I am actually experimenting with some mods on an DS1 i had forgot for years and the mods I have done sounds greats : asymetrical clipping with two diodes and one led, electro caps upgrade to film, higher value for R17 for bringing low mids , I got some more tweaking to do with the tone stack but it' turning fine :) .

I will test this evening to get more gain when turning the gain pot clockwise by lowering the value of R13 to 2k I think (i will also change the value of the cap to keep the same frequency).

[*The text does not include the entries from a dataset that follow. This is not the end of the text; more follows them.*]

PR #5479, opened 2023-02-09
update MMR API

### LINKED ISSUE #5478: mmr_generateProof params is not correct
https://github.com/paritytech/substrate/blob/38c3e5ee10be760115a77a115ef0ac6ba381542b/client/merkle-mountain-range/rpc/src/lib.rs#L98 

this rpc method params need to update.

* **I'm submitting a ...**

  - [x] Bug report
  - [ ] Feature request
  - [ ] Support request
  - [ ] Other

  - Version:
  - Environment:

    - [ ] Node.js
    - [ ] Browser
    - [ ] Other (limited support for other environments)

  - Language:

    - [ ] JavaScript
    - [ ] TypeScript (include tsc --version)
    - [ ] Other

Lederstrumpf:
fixes #5478


packages/types/src/interfaces/mmr/runtime.ts
```diff
@@ -64,38 +58,6 @@ export const runtime: DefinitionsCall = {
           ],
           type: 'Result<(), MmrError>'
         },
-        verify_proof: {
```
jacogr, line 67: The previous versions should not be removed. They can be available on older nodes.

The API decorates based on the `rpc_methods` call and will inject what is available on the RPC node.

Lederstrumpf: Taking account of your comment over here too:
https://github.com/polkadot-js/api/issues/5484#issuecomment-1430851882

The breaking change is deliberate since we've also reset MMR storage here: https://github.com/paritytech/devops/issues/2287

But when looking at the Electrosmash analysis of the ds1, I am wandering why R11 don't affect the gain calculation (I was thinking that it will have the same role than the 51k resistor in a screamer opamp loop) but the site give this formula :

1 + ( gain pot)/( R13)

Someone can explain?
Thanks



slacker

#1
If you look at a Tube Screamer the gain pot is wired as a variable resistor in series with the 51k from the output to the inverting input, there's then a 4k7 resistor and cap from the inverting input to ground. So the maximum gain is set like you said 1+(51k + value of gain pot)/4k7
The gain pot in a DS1 isn't wired like that so the equation isn't the same, on a DS1 there is no resistor and cap from the inverting input to ground so whatever resistance you put between the output and the inverting input the gain is one 1+(100k+gain pot)/infinite resistance = 1 (it won't really be infinite resistance the PCB with have some but it will be massive so you can call it infinite for what we do) Hopefully that explains why the 100k doesn't come into the equation :)
The way the gain pot actually works is it's a voltage divider on the output that feeds some of the signal back to the inverting input. Opamps try to keep the voltage on their inverting and non inverting inputs the same so if say you have 1 volt going in to the non inverting input and you have a voltage divider that sends half of that back to the inverting input, the opamp will make the output 2 volts so that both the inputs are the same.
The gain calc on the Electrosmash page gets the right answer but the working isn't right. It should be

1/((resistance of the bit of the pot between the wiper and the 4k7 resistor + 4k7)/104.7K)

Hope that makes sense :)

http://www.electrosmash.com/boss-ds1-analysis link to the electrosmash article

PRR

> why R11 don't affect the gain

Because it series-feeds an opamp pin. For practical purpose, the opamp input pin is "infinite" impedance. Say 10Meg. 10Meg/(100K+10Meg) is 0.99X, no voltage-divider action to speak of. (Divider, and gain-set, action happens in the pot as Slacker says.)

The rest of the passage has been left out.